> **Prompt**
In the listing below, a line holding "### LINKED ISSUE" and a line holding "hashes, so adding" mark the range. Retype both exactly, with all lines between them.

> **Supplied records**

PR #382, opened 2026-08-17
feat: gate ACLApplied on an ACL revision user so permission edits are honest

### LINKED ISSUE #369: ACLApplied does not reflect enabled/permission changes (applied live, not signalled)
Follow-up from #319.

`ACLApplied` compares the user set and each user's password hashes, so adding or removing a user or a password moves it through `PendingPropagation` back to `True`. A change to a user's `enabled` flag or permissions still takes effect on the server (the reload is unconditional), but the condition does not report a transient `PendingPropagation` for those fields, so it is not a signal to wait on for them. This is documented under `ACLApplied` in `docs/status-conditions.md`.

Why permissions are not compared directly: `ACL GETUSER` returns Valkey's normalized rendering of the rules, while the operator only holds the aclfile text, so a field-by-field comparison would mean reimplementing Valkey's ACL parser.

### Proposed fix

Append a revision sentinel to the aclfile: a disabled user (`_operator_acl_sentinel off`) whose only password hash is a hash of the whole managed ACL. It flows through the existing user and hash comparison, so `ACLApplied` reads `True` only once the running server has loaded the current revision, permissions included. I prototyped this and verified it live: a permission-only edit holds `ACLApplied=False` until the reload lands, then flips to `True`.

Longer term, a native `ACL DIGEST` command (proposed in valkey-io/valkey#4355) would remove the need for the sentinel user entirely.

melancholictheory:
This PR closes #369

### Summary

`ACLApplied` compares the user set and each user's password hashes, so a permission-only edit leaves it reading `True` for the whole window before the mounted aclfile refreshes, while the granted or revoked command is not yet live on the server.

The aclfile gains a trailing disabled user, `_operator_acl_revision`, whose only password hash is a hash of the managed ACL above it. It appears in `ACL LIST` and `ACL USERS`. It is `off` with `-@all` and no keys or channels, so it cannot authenticate and holds no capability.

`ACLApplied` now reads `True` only once the running server has loaded the current revision, permission edits included.

### Implementation

Comparing permissions directly is not practical: `ACL GETUSER` returns Valkey's normalized rendering of the rules while the operator only holds the aclfile text, so a field-by-field comparison would mean reimplementing Valkey's ACL parser and keeping it in step with the server.

The revision user sidesteps that. Its password hash covers every managed entry above it, so any edit changes it, and it then flows through the user and password-hash comparison that `aclObservablyInSync` already does. It needs no new comparison logic, and the condition stops depending on which fields happen to be comparable.

`reconcileUsersAcl` is the only place the aclfile is assembled, and the revision user has to be appended in every version written there. A path that wrote the file without it would leave a stale revision on the server and hold every node at `ACLApplied=False` forever, so there is a comment on that function saying to keep aclfile assembly in one place.

### Limitations

The revision user is a workaround for the server having no way to report which ACL revision it holds. valkey-io/valkey#4355 proposes `ACL DIGEST` for exactly this, and the TSC vote on it is currently 3 core-team approvals with no objections. Once that command exists, the operator can compare the server's digest directly and the bookkeeping user can be dropped, behind a version gate of the kind #307 is adding.

### Testing

Unit tests cover the revision user being appended last and its hash covering the managed entries above it, plus the sync comparison.

Verified on a local k3d cluster, both directions, using a permission-only edit that leaves users and passwords untouched.

On this branch, `ACLApplied` held `False` with reason `PendingPropagation` for about 40 seconds, the mounted-secret refresh window, then flipped to `True` once the reload landed. The revision hash changed with the edit. `ACL GETUSER _operator_acl_revision` on the server reported `off`, `-@all`, no keys and no channels.

On a build of `main` with the same cluster and the same class of edit, starting from a stable `True`, the condition stayed `True` for the full 60 seconds and never signalled, which is the behaviour #369 describes.

### Checklist

### DIFF
--- a/docs/status-conditions.md
+++ b/docs/status-conditions.md
@@ -206,19 +206,17 @@ This condition is set once the node is ready and mounts an ACL Secret. An edit r
 
 | Status | Meaning |
 |---|---|
-| `True` | The desired user set and their password hashes are live on the server. |
-| `False` | The reload ran but the running ACL does not yet match the desired users and passwords (for example the mounted aclfile has not refreshed yet), or the reload failed. |
+| `True` | The desired user set, their password hashes, and the current ACL revision are live on the server. |
+| `False` | The reload ran but the running ACL does not yet match the desired revision (for example the mounted aclfile has not refreshed yet), or the reload failed. |
 
 Common reasons when `ACLApplied=False`:
 - `PendingPropagation` – the reload read a stale mounted aclfile; the node retries until the projected volume catches up.
 - `ApplyFailed` – `ACL LOAD` or the follow-up read returned an error. The message field contains the exact error.
 
 Common reasons when `ACLApplied=True`:
-- `Applied` – the desired users and passwords are live.
+- `Applied` – the desired ACL revision is live.
 
-> **Note:** `ACLApplied` compares the user set and password hashes exactly, which is what a password rotation waits on. It is informational and does not block the cluster controller's one-at-a-time progress. On a failed apply the node controller emits a `LiveACLApplyFailed` warning event and retries with backoff.
->
-> **Limitation:** Only the user set and password hashes drive the condition, so only those changes move it through `PendingPropagation` back to `True`: adding or removing a user or a password. A change to a user's `enabled` flag or permissions still takes effect on the server (the reload is unconditional), but the condition does not report a transient `PendingPropagation` for it, so it is not a signal to wait on for those fields. Comparing rules directly would mean reimplementing Valkey's normalized ACL rendering; making the condition track every field is left as a follow-up.
+> **Note:** The operator appends a disabled bookkeeping user, `_operator_acl_revision`, to the aclfile. Its only password is a hash of the whole managed ACL, so a node reports `ACLApplied=True` only once the running server has loaded that exact revision. This keeps the condition honest for permission-only edits, which leave every user and password unchanged but still change the revision hash. The user is disabled (`off`) and cannot authenticate; it is expected to appear in `ACL LIST`. The condition is informational and does not block the cluster controller's one-at-a-time progress. On a failed apply the node controller emits a `LiveACLApplyFailed` warning event and retries with backoff.
 
 #### `WorkloadRollPending`
 Indicates that a rolling pod-template update is intentionally deferred: the ValkeyNode controller has built a pod template that differs from the live StatefulSet or Deployment, but `spec.workloadRevision` has not yet authorized that template. This is expected staging while the cluster advances rolls one node at a time, not an error.
--- a/internal/controller/users.go
+++ b/internal/controller/users.go
@@ -40,6 +40,16 @@ const (
 	hashAnnotationKey = "valkey.io/internal-acl-hash"
 	aclFilename       = "users.acl"
 	passwordLength    = 26
+	// aclRevisionUser is a disabled bookkeeping user appended to the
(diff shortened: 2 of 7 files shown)


jdheyburn:
Overall LGTM, could we use an alternative to `sentinel` so that it doesn't conflict with Valkey Sentinel? Perhaps `_operator_acl_revision` instead?

internal/controller/users.go
```diff
@@ -40,6 +40,16 @@ const (
...
+	// aclRevisionSentinelUser is a disabled bookkeeping user appended to the
+	// aclfile whose only password hash is the hash of the managed ACL content
+	// above it. The ValkeyNode controller waits for this user to be present with
+	// the current hash before reporting ACLApplied, which is how it knows the
+	// running server loaded the current aclfile revision rather than a stale
+	// mounted copy. Because the hash covers the whole managed ACL, it also
+	// catches permission-only edits that leave user and password identities
+	// unchanged. It is disabled (off), so its content-hash password is never a
+	// usable credential.
+	aclRevisionSentinelUser = "_operator_acl_sentinel"
```
bjosv: Using sentinel will probably confuse people, both here and when reading the added code  (see https://valkey.io/topics/sentinel/).

An alternative name for the user could be `aclRevisionUser = "_operator_acl_revision"`, but there might be even better names.

bjosv: oh, I now see that this was already mentioned above..

melancholictheory:
Renamed to `_operator_acl_revision`, with `aclRevisionUser` for the constant, which is the name you both landed on. The prose in the code comments and the docs moved to "revision user" too, and I rebased onto main while I was here.

While renaming I left the real Valkey Sentinel references alone: the mentions in `docs/quickstart.md` and `docs/valkeynode-design.md`, the `role:sentinel` INFO fixture in `valkeynode_resources_test.go`, and the `#acl-rules-for-sentinel-and-replicas` link in `users.go` are all about Sentinel proper, which is the collision you were pointing at.

Re-ran the k3d check after the rename. The user lands in `ACL USERS` as `_operator_acl_revision`, and a permission-only edit still holds `ACLApplied` at `PendingPropagation` until the reload, then flips back to `True` with a new hash.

> **Task solution**
### LINKED ISSUE #369: ACLApplied does not reflect enabled/permission changes (applied live, not signalled)
Follow-up from #319.

`ACLApplied` compares the user set and each user's password hashes, so adding or removing a user or a password moves it through `PendingPropagation` back to `True`. A change to a user's `enabled` flag or permissions still takes effect on the server (the reload is unconditional), but the condition does not report a transient `PendingPropagation` for those fields, so it is not a signal to wait on for them. This is documented under `ACLApplied` in `docs/status-conditions.md`.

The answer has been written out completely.